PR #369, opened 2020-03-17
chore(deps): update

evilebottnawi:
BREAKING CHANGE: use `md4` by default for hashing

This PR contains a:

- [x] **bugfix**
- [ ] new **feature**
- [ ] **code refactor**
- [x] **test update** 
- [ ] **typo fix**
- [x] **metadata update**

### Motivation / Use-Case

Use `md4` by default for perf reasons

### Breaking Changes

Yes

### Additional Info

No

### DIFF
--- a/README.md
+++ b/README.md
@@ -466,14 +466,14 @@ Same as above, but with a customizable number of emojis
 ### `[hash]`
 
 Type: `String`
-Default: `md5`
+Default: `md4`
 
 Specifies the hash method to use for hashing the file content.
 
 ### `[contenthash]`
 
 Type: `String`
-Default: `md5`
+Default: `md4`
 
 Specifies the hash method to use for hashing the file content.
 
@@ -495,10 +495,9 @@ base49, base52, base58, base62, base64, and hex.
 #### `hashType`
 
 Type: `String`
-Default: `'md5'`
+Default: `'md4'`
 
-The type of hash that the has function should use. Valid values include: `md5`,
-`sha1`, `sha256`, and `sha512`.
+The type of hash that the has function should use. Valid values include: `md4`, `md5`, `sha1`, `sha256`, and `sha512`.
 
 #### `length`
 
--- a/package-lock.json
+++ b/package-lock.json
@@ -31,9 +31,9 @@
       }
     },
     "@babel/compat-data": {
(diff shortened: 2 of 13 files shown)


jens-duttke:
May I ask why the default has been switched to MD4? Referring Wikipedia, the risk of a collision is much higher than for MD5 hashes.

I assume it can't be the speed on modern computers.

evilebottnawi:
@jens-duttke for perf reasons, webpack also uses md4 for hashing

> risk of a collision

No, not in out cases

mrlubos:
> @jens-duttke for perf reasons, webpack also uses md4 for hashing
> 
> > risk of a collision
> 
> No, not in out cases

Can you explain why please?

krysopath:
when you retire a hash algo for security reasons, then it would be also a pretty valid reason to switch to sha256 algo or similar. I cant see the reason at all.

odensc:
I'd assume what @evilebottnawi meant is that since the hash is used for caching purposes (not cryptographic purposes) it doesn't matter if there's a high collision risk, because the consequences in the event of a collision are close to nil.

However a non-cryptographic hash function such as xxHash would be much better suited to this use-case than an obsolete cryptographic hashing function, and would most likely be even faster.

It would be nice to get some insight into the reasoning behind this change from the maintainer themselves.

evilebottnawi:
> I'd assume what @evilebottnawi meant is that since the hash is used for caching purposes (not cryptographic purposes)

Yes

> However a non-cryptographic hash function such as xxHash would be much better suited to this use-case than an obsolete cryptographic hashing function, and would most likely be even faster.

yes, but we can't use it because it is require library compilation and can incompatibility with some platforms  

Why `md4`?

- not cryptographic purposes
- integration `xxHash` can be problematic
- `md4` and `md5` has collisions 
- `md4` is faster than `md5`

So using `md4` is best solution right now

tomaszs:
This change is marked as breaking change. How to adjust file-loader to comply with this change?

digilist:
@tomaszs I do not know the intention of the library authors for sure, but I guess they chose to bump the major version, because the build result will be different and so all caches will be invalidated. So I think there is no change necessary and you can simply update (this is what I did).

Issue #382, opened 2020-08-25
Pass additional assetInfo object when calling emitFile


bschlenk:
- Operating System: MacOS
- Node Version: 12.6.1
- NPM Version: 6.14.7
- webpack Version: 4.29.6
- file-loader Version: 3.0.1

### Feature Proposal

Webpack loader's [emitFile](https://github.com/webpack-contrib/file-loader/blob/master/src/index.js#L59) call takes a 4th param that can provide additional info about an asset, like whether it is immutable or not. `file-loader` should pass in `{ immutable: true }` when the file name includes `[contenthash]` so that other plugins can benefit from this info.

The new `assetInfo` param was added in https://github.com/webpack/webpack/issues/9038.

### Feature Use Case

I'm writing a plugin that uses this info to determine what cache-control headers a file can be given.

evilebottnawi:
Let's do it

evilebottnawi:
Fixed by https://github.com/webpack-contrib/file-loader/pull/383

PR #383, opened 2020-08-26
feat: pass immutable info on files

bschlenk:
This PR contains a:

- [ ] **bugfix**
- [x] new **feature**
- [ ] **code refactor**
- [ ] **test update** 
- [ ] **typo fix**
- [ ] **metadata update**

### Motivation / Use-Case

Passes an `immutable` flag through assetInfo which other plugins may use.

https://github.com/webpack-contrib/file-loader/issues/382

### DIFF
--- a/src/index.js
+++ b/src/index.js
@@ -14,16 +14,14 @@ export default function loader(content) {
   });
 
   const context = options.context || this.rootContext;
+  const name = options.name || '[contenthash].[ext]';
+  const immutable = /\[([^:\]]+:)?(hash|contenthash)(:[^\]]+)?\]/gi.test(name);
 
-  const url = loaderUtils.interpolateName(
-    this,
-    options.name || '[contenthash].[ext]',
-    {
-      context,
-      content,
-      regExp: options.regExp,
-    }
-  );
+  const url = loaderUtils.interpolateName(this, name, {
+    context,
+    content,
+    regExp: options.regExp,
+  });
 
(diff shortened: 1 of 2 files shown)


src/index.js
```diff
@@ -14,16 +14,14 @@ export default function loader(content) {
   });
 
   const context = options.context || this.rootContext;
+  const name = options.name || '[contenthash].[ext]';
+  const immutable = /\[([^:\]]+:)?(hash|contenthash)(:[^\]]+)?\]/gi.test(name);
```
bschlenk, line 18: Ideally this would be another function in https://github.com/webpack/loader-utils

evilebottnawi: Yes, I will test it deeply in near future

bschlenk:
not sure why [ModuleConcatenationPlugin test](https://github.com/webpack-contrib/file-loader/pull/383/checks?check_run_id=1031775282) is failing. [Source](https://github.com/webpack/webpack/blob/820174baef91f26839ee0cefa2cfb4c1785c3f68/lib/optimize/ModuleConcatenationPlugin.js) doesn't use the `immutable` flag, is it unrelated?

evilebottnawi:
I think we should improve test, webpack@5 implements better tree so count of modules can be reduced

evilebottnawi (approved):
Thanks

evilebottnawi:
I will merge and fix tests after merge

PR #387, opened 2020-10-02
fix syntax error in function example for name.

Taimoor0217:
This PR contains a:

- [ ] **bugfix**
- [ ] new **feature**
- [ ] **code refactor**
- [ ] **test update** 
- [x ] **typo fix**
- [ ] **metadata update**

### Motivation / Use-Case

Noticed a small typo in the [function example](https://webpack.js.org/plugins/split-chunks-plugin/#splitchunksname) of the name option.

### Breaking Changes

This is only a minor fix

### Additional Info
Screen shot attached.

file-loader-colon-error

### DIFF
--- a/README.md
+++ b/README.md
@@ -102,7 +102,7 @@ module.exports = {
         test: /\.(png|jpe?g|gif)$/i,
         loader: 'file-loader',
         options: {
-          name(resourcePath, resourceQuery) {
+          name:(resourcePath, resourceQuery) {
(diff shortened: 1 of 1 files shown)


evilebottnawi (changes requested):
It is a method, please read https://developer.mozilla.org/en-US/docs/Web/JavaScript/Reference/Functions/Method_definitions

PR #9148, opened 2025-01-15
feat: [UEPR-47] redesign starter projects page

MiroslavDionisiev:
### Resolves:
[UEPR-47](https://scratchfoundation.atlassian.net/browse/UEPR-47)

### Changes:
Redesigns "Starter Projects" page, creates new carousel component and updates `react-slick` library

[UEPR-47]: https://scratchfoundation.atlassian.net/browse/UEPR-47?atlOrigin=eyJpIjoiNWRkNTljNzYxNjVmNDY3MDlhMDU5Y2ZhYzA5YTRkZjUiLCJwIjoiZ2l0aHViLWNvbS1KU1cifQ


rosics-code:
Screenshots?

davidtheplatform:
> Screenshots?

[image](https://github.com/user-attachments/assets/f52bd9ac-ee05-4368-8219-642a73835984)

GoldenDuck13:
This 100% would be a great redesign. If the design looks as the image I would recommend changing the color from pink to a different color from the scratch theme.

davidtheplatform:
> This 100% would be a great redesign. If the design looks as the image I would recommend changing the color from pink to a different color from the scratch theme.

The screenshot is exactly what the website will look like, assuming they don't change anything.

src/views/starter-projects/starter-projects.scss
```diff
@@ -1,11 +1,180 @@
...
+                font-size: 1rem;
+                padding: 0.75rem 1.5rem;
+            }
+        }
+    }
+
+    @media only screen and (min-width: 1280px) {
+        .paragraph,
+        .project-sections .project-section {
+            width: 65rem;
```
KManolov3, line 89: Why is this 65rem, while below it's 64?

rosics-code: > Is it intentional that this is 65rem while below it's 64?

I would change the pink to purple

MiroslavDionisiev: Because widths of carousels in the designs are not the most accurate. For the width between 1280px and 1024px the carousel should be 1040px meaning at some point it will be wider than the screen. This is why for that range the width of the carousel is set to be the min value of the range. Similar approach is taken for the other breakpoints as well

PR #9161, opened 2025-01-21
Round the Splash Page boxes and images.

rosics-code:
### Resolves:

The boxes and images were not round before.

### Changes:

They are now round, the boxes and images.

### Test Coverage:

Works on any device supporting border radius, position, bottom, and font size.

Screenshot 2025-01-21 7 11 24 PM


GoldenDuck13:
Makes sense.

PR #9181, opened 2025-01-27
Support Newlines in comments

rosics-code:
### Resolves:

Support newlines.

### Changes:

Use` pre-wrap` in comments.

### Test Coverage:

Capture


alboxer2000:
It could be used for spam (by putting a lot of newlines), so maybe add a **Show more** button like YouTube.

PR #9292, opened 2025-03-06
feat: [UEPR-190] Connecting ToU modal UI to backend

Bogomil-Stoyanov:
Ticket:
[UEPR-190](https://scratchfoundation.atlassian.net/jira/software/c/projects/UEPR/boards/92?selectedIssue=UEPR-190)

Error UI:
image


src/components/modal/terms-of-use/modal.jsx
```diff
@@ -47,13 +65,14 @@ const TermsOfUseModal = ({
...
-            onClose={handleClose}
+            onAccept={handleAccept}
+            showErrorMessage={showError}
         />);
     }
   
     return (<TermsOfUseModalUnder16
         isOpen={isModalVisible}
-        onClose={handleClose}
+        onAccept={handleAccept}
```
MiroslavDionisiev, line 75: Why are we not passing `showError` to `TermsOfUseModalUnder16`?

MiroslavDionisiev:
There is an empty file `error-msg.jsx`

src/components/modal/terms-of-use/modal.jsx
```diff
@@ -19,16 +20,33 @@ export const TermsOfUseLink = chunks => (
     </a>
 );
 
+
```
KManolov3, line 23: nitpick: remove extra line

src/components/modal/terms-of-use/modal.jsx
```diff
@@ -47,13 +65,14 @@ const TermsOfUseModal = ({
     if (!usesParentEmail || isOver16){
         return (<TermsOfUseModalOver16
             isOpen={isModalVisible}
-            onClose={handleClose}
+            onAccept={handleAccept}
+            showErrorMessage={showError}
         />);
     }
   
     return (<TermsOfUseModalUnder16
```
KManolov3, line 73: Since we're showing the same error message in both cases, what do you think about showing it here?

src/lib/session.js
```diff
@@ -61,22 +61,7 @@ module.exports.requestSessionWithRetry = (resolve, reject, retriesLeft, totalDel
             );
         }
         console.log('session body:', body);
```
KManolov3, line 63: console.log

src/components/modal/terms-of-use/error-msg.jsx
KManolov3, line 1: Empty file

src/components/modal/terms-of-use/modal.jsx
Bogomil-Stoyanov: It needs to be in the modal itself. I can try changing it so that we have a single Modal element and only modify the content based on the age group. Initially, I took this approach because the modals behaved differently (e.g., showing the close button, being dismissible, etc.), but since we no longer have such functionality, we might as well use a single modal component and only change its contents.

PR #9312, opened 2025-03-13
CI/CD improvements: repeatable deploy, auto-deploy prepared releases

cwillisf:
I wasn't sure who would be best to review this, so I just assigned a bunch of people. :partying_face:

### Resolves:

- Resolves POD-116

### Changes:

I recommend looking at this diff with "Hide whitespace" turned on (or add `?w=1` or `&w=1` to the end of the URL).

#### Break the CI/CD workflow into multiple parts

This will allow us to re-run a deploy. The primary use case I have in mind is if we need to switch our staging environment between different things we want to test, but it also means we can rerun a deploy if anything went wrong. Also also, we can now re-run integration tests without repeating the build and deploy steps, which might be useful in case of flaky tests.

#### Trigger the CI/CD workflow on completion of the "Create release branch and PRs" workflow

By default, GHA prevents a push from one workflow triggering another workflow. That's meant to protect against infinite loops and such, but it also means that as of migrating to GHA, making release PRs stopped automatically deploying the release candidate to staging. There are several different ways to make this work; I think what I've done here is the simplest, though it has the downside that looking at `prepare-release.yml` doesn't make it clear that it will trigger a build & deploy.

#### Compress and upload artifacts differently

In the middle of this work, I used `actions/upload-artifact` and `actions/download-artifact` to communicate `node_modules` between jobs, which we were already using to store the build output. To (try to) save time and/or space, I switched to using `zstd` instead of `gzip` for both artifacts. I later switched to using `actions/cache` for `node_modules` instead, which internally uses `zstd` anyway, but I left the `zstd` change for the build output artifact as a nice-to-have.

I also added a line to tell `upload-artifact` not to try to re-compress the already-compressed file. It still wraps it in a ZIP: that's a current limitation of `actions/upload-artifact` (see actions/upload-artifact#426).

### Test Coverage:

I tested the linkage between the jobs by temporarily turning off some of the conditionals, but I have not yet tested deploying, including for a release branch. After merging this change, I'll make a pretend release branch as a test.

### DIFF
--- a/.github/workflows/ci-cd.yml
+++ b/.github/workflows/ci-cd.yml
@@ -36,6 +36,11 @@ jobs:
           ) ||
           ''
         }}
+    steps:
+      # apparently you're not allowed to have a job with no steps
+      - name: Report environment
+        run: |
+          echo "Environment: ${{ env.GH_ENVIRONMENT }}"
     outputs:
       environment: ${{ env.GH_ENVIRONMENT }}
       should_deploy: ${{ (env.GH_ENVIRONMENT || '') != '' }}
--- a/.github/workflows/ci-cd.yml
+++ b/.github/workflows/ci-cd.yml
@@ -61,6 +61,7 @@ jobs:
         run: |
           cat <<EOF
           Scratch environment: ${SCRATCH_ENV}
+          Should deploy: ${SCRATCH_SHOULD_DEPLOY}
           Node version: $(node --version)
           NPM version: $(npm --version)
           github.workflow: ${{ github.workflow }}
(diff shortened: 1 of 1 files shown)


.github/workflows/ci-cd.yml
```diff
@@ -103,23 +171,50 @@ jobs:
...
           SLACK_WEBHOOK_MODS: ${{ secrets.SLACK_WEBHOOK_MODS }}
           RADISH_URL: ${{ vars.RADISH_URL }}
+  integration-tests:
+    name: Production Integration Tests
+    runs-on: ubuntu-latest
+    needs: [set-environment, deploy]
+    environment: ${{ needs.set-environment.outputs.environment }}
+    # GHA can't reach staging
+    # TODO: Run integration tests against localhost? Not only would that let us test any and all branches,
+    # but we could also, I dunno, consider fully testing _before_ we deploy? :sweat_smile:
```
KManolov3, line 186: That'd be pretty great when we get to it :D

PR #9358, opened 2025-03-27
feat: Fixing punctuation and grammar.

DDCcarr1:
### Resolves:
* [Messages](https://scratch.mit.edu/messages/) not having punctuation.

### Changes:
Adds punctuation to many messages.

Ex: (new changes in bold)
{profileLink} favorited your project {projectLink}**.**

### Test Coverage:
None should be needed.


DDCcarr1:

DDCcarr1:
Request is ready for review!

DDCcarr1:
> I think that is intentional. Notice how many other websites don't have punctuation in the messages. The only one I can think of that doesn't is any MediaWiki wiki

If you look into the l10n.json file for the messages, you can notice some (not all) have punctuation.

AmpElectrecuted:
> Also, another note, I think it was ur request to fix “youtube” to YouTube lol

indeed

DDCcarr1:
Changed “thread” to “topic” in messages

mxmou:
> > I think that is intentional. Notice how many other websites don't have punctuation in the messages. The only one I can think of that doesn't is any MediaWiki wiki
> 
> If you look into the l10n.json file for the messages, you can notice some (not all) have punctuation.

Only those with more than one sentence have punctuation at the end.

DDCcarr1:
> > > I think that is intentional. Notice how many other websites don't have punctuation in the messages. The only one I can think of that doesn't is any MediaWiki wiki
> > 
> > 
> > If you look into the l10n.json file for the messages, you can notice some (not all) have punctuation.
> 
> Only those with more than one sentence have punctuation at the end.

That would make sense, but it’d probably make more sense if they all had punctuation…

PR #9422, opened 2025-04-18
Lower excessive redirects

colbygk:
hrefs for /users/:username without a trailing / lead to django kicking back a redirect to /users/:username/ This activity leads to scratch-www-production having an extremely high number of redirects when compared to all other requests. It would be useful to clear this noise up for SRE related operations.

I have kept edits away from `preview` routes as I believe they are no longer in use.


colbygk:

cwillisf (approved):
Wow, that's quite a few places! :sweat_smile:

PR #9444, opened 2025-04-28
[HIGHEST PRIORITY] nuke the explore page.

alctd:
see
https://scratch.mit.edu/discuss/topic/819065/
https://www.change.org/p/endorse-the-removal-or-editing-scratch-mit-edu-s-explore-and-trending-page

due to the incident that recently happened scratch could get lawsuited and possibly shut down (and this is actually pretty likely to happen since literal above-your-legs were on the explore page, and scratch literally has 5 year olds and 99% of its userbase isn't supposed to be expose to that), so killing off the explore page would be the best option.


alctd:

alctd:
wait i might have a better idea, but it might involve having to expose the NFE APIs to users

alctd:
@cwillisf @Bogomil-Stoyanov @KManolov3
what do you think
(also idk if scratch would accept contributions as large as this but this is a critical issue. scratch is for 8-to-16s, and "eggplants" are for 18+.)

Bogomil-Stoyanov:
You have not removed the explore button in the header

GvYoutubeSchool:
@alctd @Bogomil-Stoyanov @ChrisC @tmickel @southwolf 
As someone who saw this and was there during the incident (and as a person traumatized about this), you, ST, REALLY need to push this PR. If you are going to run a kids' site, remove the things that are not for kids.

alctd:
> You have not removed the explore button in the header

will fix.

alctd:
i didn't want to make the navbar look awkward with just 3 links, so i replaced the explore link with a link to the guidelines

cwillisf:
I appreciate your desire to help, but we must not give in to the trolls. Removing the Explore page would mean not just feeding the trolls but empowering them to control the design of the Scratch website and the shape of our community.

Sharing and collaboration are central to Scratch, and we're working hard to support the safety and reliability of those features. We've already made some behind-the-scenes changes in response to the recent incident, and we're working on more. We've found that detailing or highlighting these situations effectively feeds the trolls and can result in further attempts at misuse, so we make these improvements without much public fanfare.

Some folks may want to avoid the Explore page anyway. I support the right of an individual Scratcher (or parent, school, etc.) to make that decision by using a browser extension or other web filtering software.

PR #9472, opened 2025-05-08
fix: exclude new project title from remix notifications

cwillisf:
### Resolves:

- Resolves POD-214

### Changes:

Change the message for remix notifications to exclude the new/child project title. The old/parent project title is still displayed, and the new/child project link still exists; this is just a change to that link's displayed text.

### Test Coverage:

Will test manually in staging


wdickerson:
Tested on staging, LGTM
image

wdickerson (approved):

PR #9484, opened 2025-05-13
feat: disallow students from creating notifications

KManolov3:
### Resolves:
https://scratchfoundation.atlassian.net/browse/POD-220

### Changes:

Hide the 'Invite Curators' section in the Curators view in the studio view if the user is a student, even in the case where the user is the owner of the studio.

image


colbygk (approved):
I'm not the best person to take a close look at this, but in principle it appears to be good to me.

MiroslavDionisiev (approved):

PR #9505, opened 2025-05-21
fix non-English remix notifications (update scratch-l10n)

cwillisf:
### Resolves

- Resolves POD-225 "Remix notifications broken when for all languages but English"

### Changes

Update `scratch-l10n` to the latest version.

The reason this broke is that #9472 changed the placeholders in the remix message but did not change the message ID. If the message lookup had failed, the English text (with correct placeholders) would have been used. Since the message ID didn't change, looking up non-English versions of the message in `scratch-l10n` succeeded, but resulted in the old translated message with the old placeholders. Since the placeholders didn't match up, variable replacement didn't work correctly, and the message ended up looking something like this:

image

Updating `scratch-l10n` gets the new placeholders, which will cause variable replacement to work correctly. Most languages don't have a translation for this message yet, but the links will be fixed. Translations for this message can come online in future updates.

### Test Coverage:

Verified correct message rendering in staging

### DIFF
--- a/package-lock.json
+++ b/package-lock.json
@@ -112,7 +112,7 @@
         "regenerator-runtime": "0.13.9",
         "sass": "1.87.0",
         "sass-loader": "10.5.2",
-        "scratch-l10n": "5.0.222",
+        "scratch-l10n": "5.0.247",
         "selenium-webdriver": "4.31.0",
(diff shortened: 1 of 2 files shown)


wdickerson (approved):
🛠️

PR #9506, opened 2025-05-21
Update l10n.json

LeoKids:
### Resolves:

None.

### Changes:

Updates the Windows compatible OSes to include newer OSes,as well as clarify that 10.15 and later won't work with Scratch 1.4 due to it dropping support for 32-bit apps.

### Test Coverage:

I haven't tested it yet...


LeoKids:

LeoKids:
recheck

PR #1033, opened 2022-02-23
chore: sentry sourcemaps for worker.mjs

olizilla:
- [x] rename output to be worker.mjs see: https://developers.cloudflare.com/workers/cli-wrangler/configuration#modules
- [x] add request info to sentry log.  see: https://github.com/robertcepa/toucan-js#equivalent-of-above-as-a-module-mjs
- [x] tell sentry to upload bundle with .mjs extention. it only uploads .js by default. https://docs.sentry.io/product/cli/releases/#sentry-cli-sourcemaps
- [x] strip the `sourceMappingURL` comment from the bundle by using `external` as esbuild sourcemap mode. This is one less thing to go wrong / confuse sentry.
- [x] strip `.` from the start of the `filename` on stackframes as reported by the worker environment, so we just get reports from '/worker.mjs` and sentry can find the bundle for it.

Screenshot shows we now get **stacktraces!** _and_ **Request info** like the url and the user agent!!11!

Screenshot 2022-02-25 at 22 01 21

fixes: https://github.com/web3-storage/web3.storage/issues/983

= = = =

How to complete this task: Each line above that includes the word "options" is to be copied.

Answer area:
   const context = options.context || this.rootContext;
+  const name = options.name || '[contenthash].[ext]';
-    options.name || '[contenthash].[ext]',
-      regExp: options.regExp,
+    regExp: options.regExp,
   const context = options.context || this.rootContext;
+  const name = options.name || '[contenthash].[ext]';
         options: {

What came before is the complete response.